- _Task instructions_: Copy each line of the records that holds the string "time".

▼

PR #38, opened 2020-03-02
Fix Windows CI

duburcqa:
- Improve cmake Python detection
- Fix Python linkage on Windows

It is now possible to build the Python bindings of Jiminy, but not yet for Pinocchio because Eigenpy API has changed.


duburcqa:
@matthieuvigne  enjoy x)

PR #41, opened 2020-03-03
Cleanup telemetry

duburcqa:
- Remove old `EXO_` prefix and hard-coded mesh paths
- Only uses `registerVariable`, `registerConstant` for the telemetry
- Expose `registerConstant` in Python
- Complete exposure of `reset` and `set_state`

Note: Be careful, constants are prefixed by the telemetry object doing the registration, so HighLevelController for the controller.


core/include/jiminy/core/AbstractController.tpp
```diff
@@ -40,11 +40,111 @@ namespace jiminy
...
+            }
             registeredConstants_.emplace_back(fieldName, std::to_string(value));
         }
 
         return returnCode;
     }
+
+    template<>
+    inline result_t AbstractController::registerConstant<char const *>(std::string   const & fieldName,
+                                                                       char  const * const & value)
```
matthieuvigne: Why do you need a special case for ```char const *``` . Can't it be handled  by the templated version as well ?

core/include/jiminy/core/AbstractController.tpp
```diff
@@ -40,11 +40,111 @@ namespace jiminy
...
+    }
+
+    template<>
+    inline result_t AbstractController::registerConstant<char *>(std::string   const & fieldName,
+                                                                 char        * const & value)
+    {
+        return registerConstant<char const *>(fieldName, value);
+    }
+
+    // TODO: Improve to support any type of Eigen object (and const or not)
```
matthieuvigne: Rather "(either const or not)"

core/include/jiminy/core/AbstractController.tpp
duburcqa: I made a new commit that overloads `to_string` instead of using full template specialization. It is both shorter, clearer, and more flexible.

core/include/jiminy/core/AbstractController.tpp
duburcqa: This part of the code has been deleted.

PR #45, opened 2020-03-07
More robust and intuitive API

duburcqa:
- More consistent stepper API with start/step/stop methods.
- More consistent model API to add sensors, motors, and contact points.
- Forbid some undefined behaviours: modifying the model and engine during a simulation, running multiple simulations using the same model using multiple engines.
- Simplify return code logic using early return for methods with errors only at first stack level
- Add flag to specify theoretical or current model initial state. 
- Add a dedicated abstract motor class, and basic class with default friction implementation

Fix https://github.com/Wandercraft/jiminy/issues/46
Fix https://github.com/Wandercraft/jiminy/issues/44
Fix https://github.com/Wandercraft/jiminy/issues/42


python/jiminy_pywrap/include/jiminy/python/Jiminy.h
```diff
@@ -1164,20 +1284,28 @@ namespace python
...
                                    (bp::arg("self"), "model", "controller", "callback_handle"))
+
                 .def("reset", &Engine::reset,
-                              (bp::arg("self"), bp::arg("remove_forces")=false))
-                .def("set_state", &Engine::setState,
-                                  (bp::arg("self"), "x_init",
-                                   bp::arg("reset_random_generator")=false,
-                                   bp::arg("remove_forces")=false))
+                              (bp::arg("self"),
+                               bp::arg("reset_random_generator") = false,
```
matthieuvigne: I would set this to `true` by default. 

Rational: calling `reset` then `simulate` twice should give the same result if the random seed in engine options is not changed.

Or this could be removed: such behavior (keeping the random seed) can be done using start/stop in a loop

python/jiminy_pywrap/include/jiminy/python/Jiminy.h
```diff
@@ -462,6 +462,122 @@ namespace python
...
+                                        bp::return_value_policy<bp::copy_const_reference>()))
+                    .add_property("joint_name", bp::make_function(&AbstractMotorBase::getJointName,
+                                                bp::return_value_policy<bp::copy_const_reference>()))
+                    .add_property("joint_idx", bp::make_function(&AbstractMotorBase::getJointModelIdx,
+                                               bp::return_value_policy<bp::copy_const_reference>()))
+                    .add_property("joint_position_idx", bp::make_function(&AbstractMotorBase::getJointPositionIdx,
+                                                        bp::return_value_policy<bp::copy_const_reference>()))
+                    .add_property("joint_velocity_idx", bp::make_function(&AbstractMotorBase::getJointVelocityIdx,
+                                                        bp::return_value_policy<bp::copy_const_reference>()))
+                    .add_property("torque_limit", bp::make_function(&AbstractMotorBase::getTorqueLimit,
```
matthieuvigne: Add inertia as well, or don't bind any option.

PR #54, opened 2020-03-15
Fix various flaws

duburcqa:
This MR fixes various bugs in the simulation leading to poor computational efficiency because of very small internal step size, and wrong acceleration estimation during the projection on the state space.

- No alterating of the stepper state during the update of the telemetry
- Full precision (double) while parsing the data log file (note that the time accuracy is 1us by design)
- Catch the exception raised by the viewer if Gepetto-viewer is closed during a replay, so that it stops the animation without error.

### DIFF
--- a/CMakeLists.txt
+++ b/CMakeLists.txt
@@ -2,7 +2,7 @@
 cmake_minimum_required(VERSION 3.10)
 
 # Set the build version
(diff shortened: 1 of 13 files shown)


duburcqa:
ping @matthieuvigne

PR #55, opened 2020-03-17
Maintainability and consistency improvements

duburcqa:
- Dedicated SOUP folder to improve maintainability
- Create C++ core source subfolders for better segmentation
- Add json import/export utils for configHolder_t
- Refactoring of from/to Python converter using visitor pattern to avoid duplicate code and manual type check
- Rename Model class into Robot and add Model class for better segmentation
- Option getter can not longer raise an error

Note that it does not really break the API apart from minor changes (model -> robot and get_model_options has changed) but it breaks the include paths, so the minor version tag will be increased.

This is related to https://github.com/Wandercraft/jiminy/issues/50 , though it does not fix the issue.


duburcqa:
ping @matthieuvigne (Once again a big MR !)

PR #57, opened 2020-03-20
Add unit tests

matthieuvigne:
Related to https://github.com/Wandercraft/jiminy/issues/39

Provide unit testing in python for Jiminy to verify that Jiminy is capable of simulating simple systems with know analytical answer - and that in that context,Jiminy finds the right answer.

### DIFF
--- a/.github/workflows/linux.yml
+++ b/.github/workflows/linux.yml
@@ -1,14 +1,12 @@
 name: Linux CI
 
 on:
-  # Trigger the workflow on push or pull request,
-  # but only for the master branch
+  # Trigger the workflow on push on the master branch,
+  # or for any pull request
   push:
     branches:
       - master
   pull_request:
-    branches:
-      - master
 
 jobs:
   build-test-and-deploy:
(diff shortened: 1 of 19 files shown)


matthieuvigne:
@duburcqa This is still WIP, I need to write the pendulum-based tests. I'm opening a PR for you to have a look at the CI, if you are interested: basically I'm trying to launch python code, but it fails to find eigenpy despite the package being installed earlier in the CI. Probably a problem of (virtual) environment in python.

If you don't have time I'll have a look myself, but you know these parts more than I do.

duburcqa:
I will fix the CI, you can focus on the test :)

.github/workflows/linux.yml
```diff
@@ -1,14 +1,6 @@
 name: Linux CI
 
-on:
```
duburcqa: Keep it as is to avoid running the CI for every commit (it is not completely free to run the CI). Or if you prefer, 
```
  push:
    branches:
      - master
  pull_request:
```

.github/workflows/linux.yml
```diff
@@ -93,6 +85,8 @@ jobs:
       run: |
         cd build/unit
         ./unit
+        cd ../../unit_py
+        python3 -m unittest discover
```
duburcqa: Use python instead of python3

duburcqa:
The unit tests are running sucessfully :)

PR #60, opened 2020-03-23
Add Python unit test framework

duburcqa:
Related to https://github.com/Wandercraft/jiminy/issues/39

Provide the framework to write Python unit testing for Jiminy. 

Implement a first unit test verifying that Jiminy is capable of simulating a double spring mass system with known analytical solution - and that in that context, Jiminy finds the right solution.

### DIFF
--- a/.github/workflows/win.yml
+++ b/.github/workflows/win.yml
@@ -127,6 +127,11 @@ jobs:
         path: .\install
     - name: Running unit tests
       run: |
+        $ErrorActionPreference = "Stop"
+        Set-PSDebug -Trace 1
+
+        $RootDir = $Env:GITHUB_WORKSPACE
+
         Set-Location -Path $RootDir\jiminy\build\unit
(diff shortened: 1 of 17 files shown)


.github/workflows/win.yml
```diff
@@ -1,6 +1,12 @@
 name: Windows CI
 
-on: [push, pull_request]
+on:
+  # Trigger the workflow on push on the master branch,
+  # or for any pull request
+  push:
+    branches:
+      - master
+  pull_request:
```
matthieuvigne: If I understand it correctly, the CI will run only after the PR has been accepted ? Unless our original branch is called master, but I never do that (I don't like 'master has been merged onto master') :)

duburcqa: nope, it runs the CI if the destination branch is master! Anyway I removed this condition, so that any PR now triggers the CI.

PR #67, opened 2020-04-01
Add contact constraints support in Jiminy

### LINKED ISSUE #66: Add support for kinematic constaints.
I wish to simulate a segway-like system: basically, a wheel turning on the ground. This cannot be exactly simulated in Jiminy, which only supports punctual contacts with an elastic ground: the 'hack' one could do would be to place many points along the rim of the wheel, and set them all as contact points.

Rather, I want to simulate the contact as an analytical constraint: i.e. the wheel is in perfect contact with the ground and does not slip. This can be done by adding the constraint in the dynamics equation as Lagrange multipliers.

Note that I'm only interested in having a constant contact throughout the simulation: I do not mean to implement 'analytical contact' for a walking robot, that would require an added contact detection framework. What I have in mind is a constant contact throughout the simulation. However, this is already a significant first step in that direction if we ever want to do that.

This is how I see the implementation:

 -  at a 'low-level', contact kinematics is implemented in ```pinocchio``` as ```pinocchio::forwardDynamics(..., J, drift)``` where J is the jacobian of the constraint, and drift the associated drift. This implementation of ```pinocchio::forwardDynamics``` would replace the aba algorithm in ```Engine.computeSystemDynamics```. In practice, ```pinocchio::forwardDynamics``` is likely to be much slower than aba (because it requires computing the inertia matrix, angument it with the jacobian, and do the inverse), thus aba would remain the default option, and Engine would switch to using forwardDynamics only if a contact constraint is being used. 

 - like we did in ```aba```, we will need a custom implementation of ```forwardDynamics``` to support armature inertia. 

 - While I do not need this for my use case, supporting several constraints at once seems a nice feature to have. I think the best way to handle this from the API standpoint is to give a name to each constraint, so adding and removing contact constraints would be like adding and removing sensors or motors.
 - As API, to simulate a contact analytical we need a jacobian, with signature ```matrixN_t jacobian(q)```, and the corresponding drift term with signature ```vectorN_t drif(q, v)```. The main usage would probably be to have a specific frame in contact, however, for a wheel, I want the wheel rim to be in contact, not a fixed point. This requries a 'custom' jacobian to be implemented. So I'm thinking about having two ways to define a constaint: by a simple frame name, or by a callback function.

In the end, here is an overall architecture of what I plan to do:

 - Define signatures for jacobian and drift callback functions:
```c++
typedef matrixN_t (*JacobianFct_t) (model, data, q);
typedef vectorN_t (*DriftFct_t) (model, data, q, v);
```
 - Add class representing the contact:

```c++
class ContactConstraint:
    ContactConstraint(std::string contactFrameName);
    ContactConstraint(JacobianFct_t J, DriftFct_t drift);
```

- Add add/remove methods to robot, like add / remove of motors, sensors, contact frames... work:
    - ```Robot::setContactConstraint(std::string name, ContactConstraint)```

The engine would then switch between both implements of the dynamics depending of the presence of not of ContactContraint. Note that both contact are not mutually exclusive: you could imagine having both intermitent, elastic contacts, and constant constraints (for instance, fix you robot foot on the ground analytically, then make its hand hit a wall).

matthieuvigne:
Fix #66 

Allow the simulation of kinematic contact constraints (i.e. perfect contact) as an additional contact model.


matthieuvigne:
@duburcqa This is not done yet so I'm not expecting a full review, but rather some overall comments about what I've done so far and whether you agree. I've mentioned myself what I think are the main discussion points

core/include/jiminy/core/robot/AbstractConstraint.h
```diff
@@ -0,0 +1,90 @@
...
+        virtual ~AbstractConstraint(void);
+
+        ///////////////////////////////////////////////////////////////////////////////////////////////
+        /// \brief      Initialize the constraint on the given model.
+        ///
+        /// \note       This function is called internally when adding a constraint to a robot:
+        ///             there is no need to call it manually.
+        /// \param[in] model    Model on which to apply the constraint.
+        ///////////////////////////////////////////////////////////////////////////////////////////////
+        virtual hresult_t initialize(Model *model);
```
matthieuvigne, line 49: Initialized is in fact used as an "attach" method. I provide no "detach" method yet but it may be a good thing to have one if only for consistency.

I'm currently exposing ```get_jacobian``` and ```get_drift``` in python for debugging - but the main usage I see is to only create the constraint in python, and add it to a robot - then leave the object be.

core/include/jiminy/core/robot/FixedFrameConstraint.h
```diff
@@ -0,0 +1,90 @@
+///////////////////////////////////////////////////////////////////////////////////////////////
+///
+/// \brief      Class representing a fixed frame constraint.
```
matthieuvigne, line 3: Currently this is the only possible constraint: a fully fixed body. 
This may be generalized by allowing constraint of some axes only (e.g. to simulate an object sliding on a plane).

The other type of constraint I'm interested in is a wheel turning on the ground. At first I though I would do that outside of Jiminy: implement a ```ConstraintFunctor``` class that applies a constraint from a user-specified callback for the jacobian + drift. This allows an arbitrary constraint design from the user.

However, from our discussion I'm thinking ground / wheel is something rather common, so maybe it's a good thing to have an implementation inside Jiminy: this can be done in a generic manner I think, with the user specifying the wheel center, radius and  axis of rotation. Then maybe I don't even need the ```ConstraintFunctor``` class. What do you think ?

core/src/engine/EngineMultiRobot.cc
```diff
@@ -0,0 +1,2257 @@
...
+            matrixN_t J;
+            vectorN_t drift;
+            robot->computeConstraints(q, v, J, drift);
+
+            // TODO: handle external forces.
+            // TODO: rotor inertia.
+
+            // Call forward dynamics.
+            float64_t damping = 1e-12;
+            return pinocchio::forwardDynamics(robot->pncModel_,
```
matthieuvigne, line 2075: Currently the dynamics is limited and does not support two things:

 - external forces (both user-defined and spring contact forces): this can be added to u by the use of the right jacobian as input.
 - rotor inertia: this requires a re-implemtation of forwardDynamics like you did for aba

I'm working on both of these things at the moment.

core/src/robot/Robot.cc
```diff
@@ -1188,6 +1253,30 @@ namespace jiminy
...
+        // Call computeAllTerms to update frame jacobian: this is needed by forwardDynamics anyway.
+        pinocchio::computeAllTerms(pncModel_, pncData_, q, v);
+
+        for (auto & constraint : constraintsHolder_)
+        {
+            matrixN_t J = constraint.second->getJacobian(q);
+            vectorN_t drift = constraint.second->getDrift(q, v);
+            int constraintSize = drift.size();
+            // Concatenate drift and jacobians.
+            jacobianOut.conservativeResize(jacobianOut.rows() + constraintSize, Eigen::NoChange);
```
matthieuvigne, line 1273: This is a point of debate: do we allow the user to change the constraints as the simulation go ? 

Drawback: you don't know in advance the number of constraints, so you have to do dynamic resizing of the matrices, which probably slows down a bit the simulation.

Advantage: even if it's not supported right now, keeping it as is would enable the use of analytical contacts for intermittent constraints: for instance, a walking robot. We "just" need a collision function to determine whether or not the constraint is active at a given time.

core/src/robot/AbstractConstraint.cc
```diff
@@ -0,0 +1,42 @@
...
+namespace jiminy
+{
+    AbstractConstraint::AbstractConstraint() :
+    model_(nullptr),
+    isInitialized_(false)
+    {
+        // Empty on purpose
+    }
+
+    AbstractConstraint::~AbstractConstraint()
```
duburcqa, line 16: use default destructor instead

core/include/jiminy/core/robot/FixedFrameConstraint.h
duburcqa: I think having `ConstraintFunctor` is an interesting feature. 

As you said ground/wheel contact is rather common and perceived as "simple". I don't think and end-user expects having to define it manually. As you said, the input arguments could be "wheel center, radius, axis of rotation" but I think it may be interesting to also be able to set a "width" (equals to zero eventually) so that the wheel can stand on the ground with zero speed without falling.

core/src/robot/Robot.cc
```diff
@@ -1184,6 +1253,30 @@ namespace jiminy
...
+    void Robot::computeConstraints(vectorN_t const & q,
+                                   vectorN_t const & v,
+                                   matrixN_t & jacobianOut,
+                                   vectorN_t & driftOut)
+    {
+        // Give the right number of columns to the jacobian.
+        jacobianOut.resize(0, pncModel_.nv);
+
+        // Call computeAllTerms to update frame jacobian: this is needed by forwardDynamics anyway.
+        pinocchio::computeAllTerms(pncModel_, pncData_, q, v);
```
duburcqa, line 1265: I don't like computeAllTerms. It is too high-level for me and I don't understand what it is actually doing. I would rather prefer to call manually each submethod if possible. Unless it is actually necessary to compute "all" terms.

core/src/robot/Robot.cc
duburcqa: I don't know. Perhaps having a jacobian buffer and checking if the size has changed before doing the conservative resize is the solution. This way, the costly memory allocation will be performed only if necessary, thereby combining the best of both solutions.

core/src/engine/EngineMultiRobot.cc
duburcqa: I guest all the Pinocchio "patches" should be moved in a dedicated helper file.

core/include/jiminy/core/engine/EngineMultiRobot.h
```diff
@@ -691,6 +691,24 @@ namespace jiminy
...
+        ///          or unconstrainted (aba).
+        ///
+        /// \param[in] robot Robot for which to compute the dynamics.
+        /// \param[in] q Joint position.
+        /// \param[in] v Joint velocity.
+        /// \param[in] u Joint torque.
+        /// \param[in] fext External forces applied on the system.
+        /// \return System acceleration.
+        vectorN_t computeAcceleration(std::shared_ptr<Robot> robot,
+                                      vectorN_t const & q,
```
duburcqa, line 707: use Eigen::Ref for q, v.

core/include/jiminy/core/engine/EngineMultiRobot.h
```diff
@@ -691,6 +691,24 @@ namespace jiminy
...
+        ///          with kinematic constraints (using Lagrange multiplier for computing the forces)
+        ///          or unconstrainted (aba).
+        ///
+        /// \param[in] robot Robot for which to compute the dynamics.
+        /// \param[in] q Joint position.
+        /// \param[in] v Joint velocity.
+        /// \param[in] u Joint torque.
+        /// \param[in] fext External forces applied on the system.
+        /// \return System acceleration.
+        vectorN_t computeAcceleration(std::shared_ptr<Robot> robot,
```
duburcqa, line 706: Use `systemDataHolder_t  & system` instead of `std::shared_ptr<Robot>` to have a more consistent API.

core/include/jiminy/core/robot/FixedFrameConstraint.h
```diff
@@ -0,0 +1,90 @@
...
+        /// \brief    Compute and return the jacobian of the constraint.
+        ///
+        /// \note     To avoid duplicate kinematic computation, it is assumed that
+        ///           computeJointJacobians and framesForwardKinematics has already
+        ///           been called on model->pncModel_.
+        ///
+        /// \param[in] q    Current joint position.
+        /// \return         Jacobian of the constraint.
+        ///////////////////////////////////////////////////////////////////////////////////////////////
+        virtual matrixN_t getJacobian(vectorN_t const & q) const override;
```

▲

- _Written answer_:
- Full precision (double) while parsing the data log file (note that the time accuracy is 1us by design)
If you don't have time I'll have a look myself, but you know these parts more than I do.
Advantage: even if it's not supported right now, keeping it as is would enable the use of analytical contacts for intermittent constraints: for instance, a walking robot. We "just" need a collision function to determine whether or not the constraint is active at a given time.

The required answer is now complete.